→ **EXERCISE MATERIALS**:
....

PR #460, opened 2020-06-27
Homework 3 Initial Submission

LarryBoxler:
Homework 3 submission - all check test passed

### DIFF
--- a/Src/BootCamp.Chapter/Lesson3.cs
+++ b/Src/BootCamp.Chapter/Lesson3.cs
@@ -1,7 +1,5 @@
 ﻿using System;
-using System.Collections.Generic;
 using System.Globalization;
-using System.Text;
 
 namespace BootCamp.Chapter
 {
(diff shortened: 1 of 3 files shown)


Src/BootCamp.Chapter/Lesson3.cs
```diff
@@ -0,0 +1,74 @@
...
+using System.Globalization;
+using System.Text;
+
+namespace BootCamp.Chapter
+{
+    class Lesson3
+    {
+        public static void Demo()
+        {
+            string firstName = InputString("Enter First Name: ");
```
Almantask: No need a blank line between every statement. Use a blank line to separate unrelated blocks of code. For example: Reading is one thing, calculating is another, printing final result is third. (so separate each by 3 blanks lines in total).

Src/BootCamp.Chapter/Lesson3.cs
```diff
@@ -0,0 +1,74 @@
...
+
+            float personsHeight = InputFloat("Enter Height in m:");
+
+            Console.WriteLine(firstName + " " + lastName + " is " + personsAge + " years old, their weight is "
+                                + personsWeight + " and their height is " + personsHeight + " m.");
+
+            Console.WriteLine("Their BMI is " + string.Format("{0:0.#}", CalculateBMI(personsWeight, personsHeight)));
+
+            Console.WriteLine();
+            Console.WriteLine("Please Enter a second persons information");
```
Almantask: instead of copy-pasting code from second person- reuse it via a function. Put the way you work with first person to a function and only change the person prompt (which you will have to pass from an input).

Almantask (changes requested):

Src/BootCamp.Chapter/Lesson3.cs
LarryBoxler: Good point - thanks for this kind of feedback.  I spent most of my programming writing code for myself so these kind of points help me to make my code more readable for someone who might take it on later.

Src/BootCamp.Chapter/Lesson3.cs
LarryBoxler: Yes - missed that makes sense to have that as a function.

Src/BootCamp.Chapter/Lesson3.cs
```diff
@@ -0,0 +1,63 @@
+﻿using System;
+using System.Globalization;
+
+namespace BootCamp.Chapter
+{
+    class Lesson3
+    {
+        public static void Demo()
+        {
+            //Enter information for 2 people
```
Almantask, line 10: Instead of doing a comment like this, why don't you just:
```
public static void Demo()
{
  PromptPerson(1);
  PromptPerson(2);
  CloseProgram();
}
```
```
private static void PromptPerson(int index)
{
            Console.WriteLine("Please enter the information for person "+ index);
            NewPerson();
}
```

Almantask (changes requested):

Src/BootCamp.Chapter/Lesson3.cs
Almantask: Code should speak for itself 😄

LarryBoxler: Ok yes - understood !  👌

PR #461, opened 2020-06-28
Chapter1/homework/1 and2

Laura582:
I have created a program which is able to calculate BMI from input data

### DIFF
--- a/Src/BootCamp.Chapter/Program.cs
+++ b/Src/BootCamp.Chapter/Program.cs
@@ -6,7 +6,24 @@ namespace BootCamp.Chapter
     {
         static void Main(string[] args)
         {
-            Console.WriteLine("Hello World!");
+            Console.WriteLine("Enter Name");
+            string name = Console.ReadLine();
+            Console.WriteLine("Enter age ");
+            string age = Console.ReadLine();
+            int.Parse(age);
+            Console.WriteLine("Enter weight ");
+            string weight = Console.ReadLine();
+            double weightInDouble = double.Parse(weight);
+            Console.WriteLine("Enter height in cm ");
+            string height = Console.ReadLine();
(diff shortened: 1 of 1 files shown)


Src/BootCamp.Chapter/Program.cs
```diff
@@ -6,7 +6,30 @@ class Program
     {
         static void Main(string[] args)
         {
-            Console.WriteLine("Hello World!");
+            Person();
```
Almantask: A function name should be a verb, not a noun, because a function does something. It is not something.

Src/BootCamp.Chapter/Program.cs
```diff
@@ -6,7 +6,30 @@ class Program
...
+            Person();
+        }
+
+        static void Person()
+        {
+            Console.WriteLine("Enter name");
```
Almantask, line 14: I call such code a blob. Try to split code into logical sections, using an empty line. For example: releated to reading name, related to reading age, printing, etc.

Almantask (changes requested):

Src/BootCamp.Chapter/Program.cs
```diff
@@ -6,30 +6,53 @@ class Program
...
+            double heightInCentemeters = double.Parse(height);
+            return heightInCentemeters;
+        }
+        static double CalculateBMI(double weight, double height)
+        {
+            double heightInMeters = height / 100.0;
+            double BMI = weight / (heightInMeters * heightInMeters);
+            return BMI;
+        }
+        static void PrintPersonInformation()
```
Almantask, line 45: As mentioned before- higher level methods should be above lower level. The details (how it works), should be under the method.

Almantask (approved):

....

A word-for-word restatement of every record above is expected.

→ **ANSWER BELOW**:
PR #460, opened 2020-06-27
Homework 3 Initial Submission

LarryBoxler:
Homework 3 submission - all check test passed

### DIFF
--- a/Src/BootCamp.Chapter/Lesson3.cs
+++ b/Src/BootCamp.Chapter/Lesson3.cs
@@ -1,7 +1,5 @@
 ﻿using System;
-using System.Collections.Generic;
 using System.Globalization;
-using System.Text;
 
 namespace BootCamp.Chapter
 {
(diff shortened: 1 of 3 files shown)


Src/BootCamp.Chapter/Lesson3.cs
```diff
@@ -0,0 +1,74 @@
...
+using System.Globalization;
+using System.Text;
+
+namespace BootCamp.Chapter
+{
+    class Lesson3
+    {
+        public static void Demo()
+        {
+            string firstName = InputString("Enter First Name: ");
```
Almantask: No need a blank line between every statement. Use a blank line to separate unrelated blocks of code. For example: Reading is one thing, calculating is another, printing final result is third. (so separate each by 3 blanks lines in total).

Src/BootCamp.Chapter/Lesson3.cs
```diff
@@ -0,0 +1,74 @@
...
+
+            float personsHeight = InputFloat("Enter Height in m:");
+
+            Console.WriteLine(firstName + " " + lastName + " is " + personsAge + " years old, their weight is "
+                                + personsWeight + " and their height is " + personsHeight + " m.");
+
+            Console.WriteLine("Their BMI is " + string.Format("{0:0.#}", CalculateBMI(personsWeight, personsHeight)));
+
+            Console.WriteLine();
+            Console.WriteLine("Please Enter a second persons information");
```
Almantask: instead of copy-pasting code from second person- reuse it via a function. Put the way you work with first person to a function and only change the person prompt (which you will have to pass from an input).

Almantask (changes requested):

Src/BootCamp.Chapter/Lesson3.cs
LarryBoxler: Good point - thanks for this kind of feedback.  I spent most of my programming writing code for myself so these kind of points help me to make my code more readable for someone who might take it on later.

Src/BootCamp.Chapter/Lesson3.cs
LarryBoxler: Yes - missed that makes sense to have that as a function.

Src/BootCamp.Chapter/Lesson3.cs
```diff
@@ -0,0 +1,63 @@
+﻿using System;
+using System.Globalization;
+
+namespace BootCamp.Chapter
+{
+    class Lesson3
+    {
+        public static void Demo()
+        {
+            //Enter information for 2 people
```
Almantask, line 10: Instead of doing a comment like this, why don't you just:
```
public static void Demo()
{
  PromptPerson(1);
  PromptPerson(2);
  CloseProgram();
}
```
```
private static void PromptPerson(int index)
{
            Console.WriteLine("Please enter the information for person "+ index);
            NewPerson();
}
```

Almantask (changes requested):

Src/BootCamp.Chapter/Lesson3.cs
Almantask: Code should speak for itself 😄

LarryBoxler: Ok yes - understood !  👌

PR #461, opened 2020-06-28
Chapter1/homework/1 and2

Laura582:
I have created a program which is able to calculate BMI from input data

### DIFF
--- a/Src/BootCamp.Chapter/Program.cs
+++ b/Src/BootCamp.Chapter/Program.cs
@@ -6,7 +6,24 @@ namespace BootCamp.Chapter
     {
         static void Main(string[] args)
         {
-            Console.WriteLine("Hello World!");
+            Console.WriteLine("Enter Name");
+            string name = Console.ReadLine();
+            Console.WriteLine("Enter age ");
+            string age = Console.ReadLine();
+            int.Parse(age);
+            Console.WriteLine("Enter weight ");
+            string weight = Console.ReadLine();
+            double weightInDouble = double.Parse(weight);
+            Console.WriteLine("Enter height in cm ");
+            string height = Console.ReadLine();
(diff shortened: 1 of 1 files shown)


Src/BootCamp.Chapter/Program.cs
```diff
@@ -6,7 +6,30 @@ class Program
     {
         static void Main(string[] args)
         {
-            Console.WriteLine("Hello World!");
+            Person();
```
Almantask: A function name should be a verb, not a noun, because a function does something. It is not something.

Src/BootCamp.Chapter/Program.cs
```diff
@@ -6,7 +6,30 @@ class Program
...
+            Person();
+        }
+
+        static void Person()
+        {
+            Console.WriteLine("Enter name");
```
Almantask, line 14: I call such code a blob. Try to split code into logical sections, using an empty line. For example: releated to reading name, related to reading age, printing, etc.

Almantask (changes requested):

Src/BootCamp.Chapter/Program.cs
```diff
@@ -6,30 +6,53 @@ class Program
...
+            double heightInCentemeters = double.Parse(height);
+            return heightInCentemeters;
+        }
+        static double CalculateBMI(double weight, double height)
+        {
+            double heightInMeters = height / 100.0;
+            double BMI = weight / (heightInMeters * heightInMeters);
+            return BMI;
+        }
+        static void PrintPersonInformation()
```
Almantask, line 45: As mentioned before- higher level methods should be above lower level. The details (how it works), should be under the method.

Almantask (approved):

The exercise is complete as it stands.